Time complexity: O(1)

Returns

The number of blocks of this dataset.

Dataset.size_bytes() int[source]

Return the in-memory size of the dataset.

Time complexity: O(1)

Returns

The in-memory size of the dataset in bytes, or None if the in-memory size is not known.

Dataset.input_files() List[str][source]

Return the list of input files for the dataset.

Time complexity: O(num input files)

Returns

The list of input files used to create the dataset, or an empty list if the input files is not known.

Dataset.stats() str[source]

Returns a string containing execution timing information.

Dataset.get_internal_block_refs() List[ray.types.ObjectRef[Union[List[ray.data.block.T], pyarrow.Table, pandas.DataFrame, bytes]]][source]

Get a list of references to the underlying blocks of this dataset.

This function can be used for zero-copy access to the data. It blocks until the underlying blocks are computed.

Time complexity: O(1)

Returns

A list of references to this dataset’s blocks.

DeveloperAPI: This API may change across minor Ray releases.

Execution

Dataset.fully_executed() ray.data.dataset.Dataset[ray.data.block.T][source]

Force full evaluation of the blocks of this dataset.
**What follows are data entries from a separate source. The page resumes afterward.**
PR #6267, opened 2023-01-31
Reduce content shift on navigation

### LINKED ISSUE #5762: FOUC after Ajax navigation
1. Visit https://github.com/refined-github/refined-github/issues?q=is%3Aissue+is%3Aopen+sort%3Aupdated-desc
2. Click "Closed" filter
2. Notice features appearing a fraction of a second later

before

In some cases this is unavoidable, but for these instant features this wasn't the case before. AJAX navigation loads the whole document at once and then immediately calls the "turbo:render" event, which lets us swoop in and make the changes before it's shown to the user.

GitHub recently changed the Ajax library so this might be causing issues. We're already using the earliest event for this so I don't know what we can do, exploration is necessary:

- https://turbo.hotwired.dev

Here's the sequence again:

Screen Shot

Generated via

```js
['turbo:before-cache',
'turbo:before-fetch-request',
'turbo:before-fetch-response',
'turbo:before-render',
'turbo:before-stream-render',
'turbo:before-visit',
'turbo:click',
'turbo:frame-load',
'turbo:frame-render',
'turbo:load',
'turbo:reload',
'turbo:render',
'turbo:submit-end',
'turbo:submit-start',
'turbo:visit',
'pjax:start',
'pjax:end',
'pjax:complete',
'pjax:error',].map(x => document.addEventListener(x, e => console.log(x)))
```

## Notes

- `turbo:before-render` appears to be too early and some features won't work. 
- do we have to use `before-render` and pass around the new `body` before it appears? https://turbo.hotwired.dev/handbook/drive#pausing-rendering

## Related

- https://github.com/refined-github/refined-github/issues/5719
- https://github.com/refined-github/refined-github/issues/5751
- https://github.com/refined-github/refined-github/issues?q=+label%3Aajax

### LINKED ISSUE #6001: `clean-dashboard` lost after going back
### Description

https://user-images.githubusercontent.com/1402241/191226237-1d27c940-e882-46cf-98e0-8a0cebc5a986.mov

1. Open https://github.com/
2. Visit any link on the page
3. Click the browser’s Back button

### Extension version

22.9.9

### Browser(s) used

Safari

### Related

- #5895

fregante:
Probably:

- Fixes #6001 
- Fixes #5762

## Demo

https://user-images.githubusercontent.com/1402241/215728496-84f7bba7-ae29-445c-93ac-3302838b6a51.mov

### DIFF
--- a/source/feature-manager.tsx
+++ b/source/feature-manager.tsx
@@ -301,7 +301,7 @@ const unload = (featureUrl: string): void => {
 	}
 };
 
-document.addEventListener('turbo:visit', () => {
+document.addEventListener('turbo:render', () => {
 	for (const feature of currentFeatureControllers.values()) {
 		for (const controller of feature) {
 			controller.abort();


source/feature-manager.tsx
```diff
@@ -301,7 +301,7 @@ const unload = (featureUrl: string): void => {
 	}
 };
 
-document.addEventListener('turbo:visit', () => {
+document.addEventListener('turbo:render', () => {
```
fregante, line 304: This is the same event used to run features and it's currently attached/run _before_ our "on load" listeners. I think this is helping avoid any flashes due to momentarily-missing classes. For example if a feature removes a class on unload, the the "on load" listener will restore it immediately after, without a render/display of the page.

PR #6286, opened 2023-02-02
Update `webext-domain-permission-toggle`

fregante:
- Includes https://github.com/fregante/webext-domain-permission-toggle/pull/25
- Required for https://github.com/refined-github/refined-github/issues/5531

I don’t think anything changed, but it's worth a run here first


fregante:
The item isn't updating early enough. I'm not sure if this is new behavior

fregante:
Nope. I need to revisit the module, the behavior exists in previous versions too

PR #6296, opened 2023-02-04
Drop `file-finder-buffer` feature

fregante:
Another one bites the dust

ko

Follow-up:

- https://github.com/refined-github/refined-github/issues/6142


fregante:
There's a change that the bug was caused by an earlier PR, but the feature was already on life support (and broken on Firefox and Safari)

This can be used to read all blocks into memory. By default, Datasets doesn’t read blocks from the datasource until the first transform.

Returns

A Dataset with all blocks fully materialized in memory.

Dataset.is_fully_executed() bool[source]

Returns whether this Dataset has been fully executed.

This will return False if this Dataset is lazy and if the output of its final stage hasn’t been computed yet.

Dataset.lazy() ray.data.dataset.Dataset[ray.data.block.T][source]

Enable lazy evaluation.

The returned dataset is a lazy dataset, where all subsequent operations on the dataset won’t be executed until the dataset is consumed (e.g. .take(), .iter_batches(), .to_torch(), .to_tf(), etc.) or execution is manually triggered via .fully_executed().

Serialization

Dataset.has_serializable_lineage() bool[source]

Whether this dataset’s lineage is able to be serialized for storage and later deserialized, possibly on a different cluster.

Only datasets that are created from data that we know will still exist at deserialization time, e.g. data external to this Ray cluster such as persistent cloud object stores, support lineage-based serialization. All of the ray.data.read_*() APIs support lineage-based serialization.

Dataset.serialize_lineage() bytes[source]

Serialize this dataset’s lineage, not the actual data or the existing data futures, to bytes that can be stored and later deserialized, possibly on a different cluster.

Note that this will drop all computed data, and that everything will be recomputed from scratch after deserialization.

Use Dataset.deserialize_lineage() to deserialize the serialized bytes returned from this method into a Dataset.

NOTE: Unioned and zipped datasets, produced by :py:meth`Dataset.union` and Dataset.zip(), are not lineage-serializable.

Returns

Serialized bytes containing the lineage of this dataset.

DeveloperAPI: This API may change across minor Ray releases.

static Dataset.deserialize_lineage(serialized_ds: bytes) ray.data.dataset.Dataset[source]

Deserialize the provided lineage-serialized Dataset.

This assumes that the provided serialized bytes were serialized using Dataset.serialize_lineage().

Parameters

serialized_ds – The serialized Dataset that we wish to deserialize.

Returns

A deserialized Dataset instance.

DeveloperAPI: This API may change across minor Ray releases.